(Collected data entries)
PR #97258, opened 2026-08-28
fix(mcp): treat silent ping drop as unsupported rather than dead transport (Closes #97245)

### LINKED ISSUE #97245: MCP keepalive respawn-loops a healthy stdio server that never answers ping (silent drop ≠ -32601)
**Hermes version:** v0.20.5 (2026.8.19), upstream `36b0a96d`; code path unchanged on `origin/main` as of `2026-08-28`
**Platform:** macOS 26.6.2 (arm64), Python 3.11
**Component:** `tools/mcp_tool.py` — `_keepalive_probe()`

## Summary

`_keepalive_probe()` treats a server that **never answers** `ping` the same as a
dead transport, so a healthy stdio server that simply doesn't implement `ping`
gets torn down and respawned on every keepalive tick, forever.

The existing handling is careful about the *legal* shape of "no ping support" —
a JSON-RPC `-32601` latches `_ping_unsupported` and falls back to `list_tools`
(`tools/mcp_tool.py:2862-2884`, hardened in #50028 for servers that phrase it as
`Unknown method: ...`). But a server that returns **nothing at all** never
produces an exception `_is_method_not_found_error()` can classify. It produces a
bare `TimeoutError` after the hardcoded 30s, which is (correctly, for a real
hang) treated as a liveness failure → `mark_suspect` → reconnect.

For a stdio server the reconnect closes the `stdio_client` context, which closes
the child's stdin, so the perfectly healthy subprocess exits on EOF and is
respawned. Next tick, same thing.

Measured on one machine in a single day, from **one** such server:

```
480  keepalive failures
362  respawns  ("starting MCP server 'leann-server'" banners)
```

That was the noisiest process on the box — ~14 failures/hour, flat, around the
clock, independent of load.

## Repro

Any stdio MCP server that answers `initialize` and `tools/list` but never
responds to `ping`. A real-world one is `leann-core` 0.3.7 (`leann_mcp`), whose
dispatcher is an `if/elif` chain with no `ping` branch and no terminal `else`, so
`handle_request()` returns `None` and its `main()` writes nothing — filed
upstream as StarTrail-org/LEANN#403. A ten-line fake server reproduces it just as
well:

```python
import json, sys
for line in sys.stdin:
    req = json.loads(line)
    m = req.get("method")
    if m == "initialize":
        print(json.dumps({"jsonrpc":"2.0","id":req["id"],"result":{
            "protocolVersion":"2024-11-05","capabilities":{"tools":{}},
            "serverInfo":{"name":"mute","version":"1"}}}), flush=True)
    elif m == "tools/list":
        print(json.dumps({"jsonrpc":"2.0","id":req["id"],
                          "result":{"tools":[]}}), flush=True)
    # every other method, ping included, falls through: no response written
```

Register it as a stdio server and watch `~/.hermes/logs/mcp-stderr.log`: a
`starting MCP server` banner every keepalive interval, forever, while the
process is provably healthy (`initialize` and `tools/list` both answer in
~0.0s when driven by hand).

Direct probe, to show the server is not wedged:

```
initialize: {"jsonrpc": "2.0", "id": 1, "result": {...}}          (0.00s)
tools/list: {"jsonrpc": "2.0", "id": 2, "result": {"tools": [...]}} (0.00s)
ping:       *** NO RESPONSE after 15s ***
process still alive: True
```

## Why the existing knobs don't cover it

- **`keepalive_interval`** only changes *how often* the loop runs. It is a
  frequency dial, not an opt-out: any finite value still tears the session down
  on the next tick. Setting it to `3600` is what I ended up doing, and it merely
  converts 362 respawns/day into 24 — the connection still dies hourly for no
  reason.
- **`_ping_unsupported`** is the right latch but is unreachable here, because it
  is gated on `_is_method_not_found_error(exc)` and a silent server yields
  `TimeoutError`.
- **The probe method is not configurable.** The only `_config.get(...)` keys the
  server class reads are `enabled` and `keepalive_interval` (verified on
  `origin/main`), so there is no way to say "use `list_tools` for this server."

## Related but distinct

- **#94335** (closed, fixed) — inverted `_stdio_children_dead()`. Different
  failure: that one fast-fails calls against a *live* child. This one kills a
  live child.
- **#65787** (closed) — moved the probe *from* `list_tools` *to* `ping` because
  `list_tools` is O(tool-count). That change is what exposes this: `ping` is
  cheaper, but it is also **optional**, so the probe now depends on a method
  servers are free not to implement — and some implement it by saying nothing.
- **#64073** — HTTP/Streamable server, ping *times out* on a ~600s cadence. Same
  symptom class, different transport and cause (that server does answer ping,
  intermittently).

## Suggested fix

Either would resolve it; the first is the smaller change.

**1. Treat a first-probe timeout as "ping may be unsupported" and confirm with
the fallback, instead of assuming death.** On the *first* `TimeoutError` from
`send_ping()`, try `list_tools` once before declaring the session dead. If
`list_tools` answers promptly, the transport is demonstrably alive — latch
`_ping_unsupported` and use the fallback from then on. Only if *both* probes
fail is it a genuine liveness failure. This keeps the cheap path for the 99%
and costs one extra round trip, once per connection, for the broken minority.

**2. Make the probe method configurable**, e.g.
`keepalive_probe: ping | list_tools | none`, so a known-mute server can be
pinned to the fallback (or opted out) without waiting on the vendor. This also
gives a workaround for #64073-style servers.

A defensive tweak worth considering alongside either: the probe timeout is
hardcoded `30.0` at both call sites (`:2864`, `:2884`). A server that is merely
slow on a loaded box is indistinguishable from one that is mute. Deriving it
from `connect_timeout`, or capping it at `keepalive_interval`, would avoid
pathological overlap when the interval is short.

I'm happy to put up a PR for option 1 if that's the direction you'd prefer.

Synxneuos:
## Summary
Closes #97245

When an MCP stdio server does not implement the optional `ping` utility and silently drops ping requests (returning no response rather than a JSON-RPC `-32601 Method not found` error, e.g., `leann-core` / `leann_mcp`), `_keepalive_probe()` received a `TimeoutError` and assumed a dead transport, triggering a reconnect cycle on every keepalive tick and causing continuous respawn loops against an otherwise healthy subprocess.

## Changes
- In `tools/mcp_tool.py` (`_keepalive_probe`):
  - On `TimeoutError` / `asyncio.TimeoutError` from `send_ping()`, if the server advertises tool capability (`self._advertises_tools()`), attempt `list_tools()` as a confirmation probe before declaring the connection dead.
  - If `list_tools()` succeeds, the transport is provably alive: latch `_ping_unsupported = True` and log that the server silently drops ping, avoiding both the 30s timeout and the reconnect loop on subsequent ticks.
  - If `list_tools()` also fails, propagate the failure as a genuine liveness breakdown.
- In `tests/tools/test_mcp_capability_gating.py`:
  - Added unit test `test_silent_ping_drop_falls_back_to_list_tools` verifying fallback latching on silent ping drop.
  - Added unit test `test_silent_ping_drop_both_fail_propagates` verifying genuine liveness failure propagation when both probes fail.
  - Added unit test `test_silent_ping_drop_no_tools_propagates` verifying immediate propagation when no tools capability is advertised.

## Verification
- Ran `pytest tests/tools/test_mcp_capability_gating.py -v`: **19/19 passed cleanly in 9.68s**.

### DIFF
--- a/tests/tools/test_mcp_capability_gating.py
+++ b/tests/tools/test_mcp_capability_gating.py
@@ -295,4 +295,54 @@ class TestKeepaliveProbeFallback:
 
         assert task._ping_unsupported is False
 
+    async def test_silent_ping_drop_falls_back_to_list_tools(self):
+        """Regression for #97245: a server that silently drops ping (no
+        response at all) produces a TimeoutError. If list_tools succeeds,
+        the transport is alive — latch _ping_unsupported and return
+        normally instead of reconnect-looping."""
+        task = MCPServerTask("test")
+        task.initialize_result = _caps(tools=SimpleNamespace())
+        task.session = SimpleNamespace(
+            send_ping=AsyncMock(side_effect=asyncio.TimeoutError()),
+            list_tools=AsyncMock(return_value=SimpleNamespace(tools=[])),
+        )
+
+        # Should NOT raise — the server is alive.
+        await task._keepalive_probe()
+
+        task.session.send_ping.assert_awaited_once()
+        task.session.list_tools.assert_awaited_once()
+        assert task._ping_unsupported is True
+
+    async def test_silent_ping_drop_both_fail_propagates(self):
+        """When both ping AND list_tools time out, it is a genuine liveness
+        failure — propagate so the caller reconnects."""
+        task = MCPServerTask("test")
+        task.initialize_result = _caps(tools=SimpleNamespace())
+        task.session = SimpleNamespace(
+            send_ping=AsyncMock(side_effect=asyncio.TimeoutError()),
+            list_tools=AsyncMock(side_effect=asyncio.TimeoutError()),
+        )
+
+        with pytest.raises((TimeoutError, asyncio.TimeoutError)):
+            await task._keepalive_probe()
+
+        assert task._ping_unsupported is False
+
+    async def test_silent_ping_drop_no_tools_propagates(self):
+        """A server that has no tools capability and times out on ping has no
+        fallback probe — the timeout must propagate immediately."""
+        task = MCPServerTask("test")
+        task.initialize_result = _caps(prompts=SimpleNamespace())  # no tools
+        task.session = SimpleNamespace(
+            send_ping=AsyncMock(side_effect=asyncio.TimeoutError()),
+            list_tools=AsyncMock(),
+        )
+
+        with pytest.raises((TimeoutError, asyncio.TimeoutError)):
+            await task._keepalive_probe()
+
+        # list_tools must not be called — no tools capability advertised.
+        task.session.list_tools.assert_not_called()
+        assert task._ping_unsupported is False
 
--- a/tools/mcp_tool.py
+++ b/tools/mcp_tool.py
@@ -2864,21 +2864,44 @@ class MCPServerTask:
                 await asyncio.wait_for(self.session.send_ping(), timeout=30.0)
                 return
             except Exception as exc:
-                # Only a "method not found" means ping is unsupported. Any
-                # other error (timeout, closed transport, session expired) is
-                # a real liveness failure — propagate so we reconnect.
-                if not _is_method_not_found_error(exc):
+                if _is_method_not_found_error(exc):
+                    # Structural -32601 or "Unknown method" — ping is
+                    # definitively unsupported.
+                    if not self._advertises_tools():
+                        raise
+                    self._ping_unsupported = True
+                    logger.info(
+                        "MCP server '%s': does not implement the optional "
+                        "'ping' utility (-32601); using 'list_tools' for "
+                        "keepalive on this connection.",
+                        self.name,
+                    )
+                elif isinstance(exc, (TimeoutError, asyncio.TimeoutError)) and self._advertises_tools():
+                    # A server that silently drops ping (no response at all)
+                    # produces a TimeoutError indistinguishable from a dead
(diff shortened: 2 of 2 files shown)


Enough1122:

**Overall:** Distinguishes silent ping drop from unsupported transport (Closes #97245).

**What it does**
- `tools/mcp_tool.py:_keepalive_probe` now handles `TimeoutError` on `send_ping` specially: if `_is_method_not_found_error` → mark `_ping_unsupported` and fallback to `list_tools`; if timeout and `advertises_tools()` true, try `list_tools` — if succeeds, treat as alive and latch `_ping_unsupported=True` instead of reconnect-looping; else propagate timeout for genuine liveness failure.
- Tests cover `silent_ping_drop_falls_back_to_list_tools` (success → no raise, latch true), `both_fail_propagates`, and `no_tools_propagates` (no `list_tools` call when no tools capability).

**Non-blocking notes**
- Fallback uses `asyncio.TimeoutError` vs `TimeoutError` both — `pytest.raises((TimeoutError, asyncio.TimeoutError))` covers both.
- Ensure `list_tools` timeout is also 30s or shorter to not double wait; code path mirrors existing probe timeout.

Correct liveness classification fix.

Synxneuos:
Thanks for the review and confirmation @Enough1122!

Glad the liveness classification and fallback probe logic look solid. All unit tests and CI checks are **100% green** and passing. Ready for maintainer merge!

Work task – Reproduce exactly the lines that run from the start of the records to the line with "For a stdio", both included.

Written solution –
PR #97258, opened 2026-08-28
fix(mcp): treat silent ping drop as unsupported rather than dead transport (Closes #97245)

### LINKED ISSUE #97245: MCP keepalive respawn-loops a healthy stdio server that never answers ping (silent drop ≠ -32601)
**Hermes version:** v0.20.5 (2026.8.19), upstream `36b0a96d`; code path unchanged on `origin/main` as of `2026-08-28`
**Platform:** macOS 26.6.2 (arm64), Python 3.11
**Component:** `tools/mcp_tool.py` — `_keepalive_probe()`

## Summary

`_keepalive_probe()` treats a server that **never answers** `ping` the same as a
dead transport, so a healthy stdio server that simply doesn't implement `ping`
gets torn down and respawned on every keepalive tick, forever.

The existing handling is careful about the *legal* shape of "no ping support" —
a JSON-RPC `-32601` latches `_ping_unsupported` and falls back to `list_tools`
(`tools/mcp_tool.py:2862-2884`, hardened in #50028 for servers that phrase it as
`Unknown method: ...`). But a server that returns **nothing at all** never
produces an exception `_is_method_not_found_error()` can classify. It produces a
bare `TimeoutError` after the hardcoded 30s, which is (correctly, for a real
hang) treated as a liveness failure → `mark_suspect` → reconnect.

For a stdio server the reconnect closes the `stdio_client` context, which closes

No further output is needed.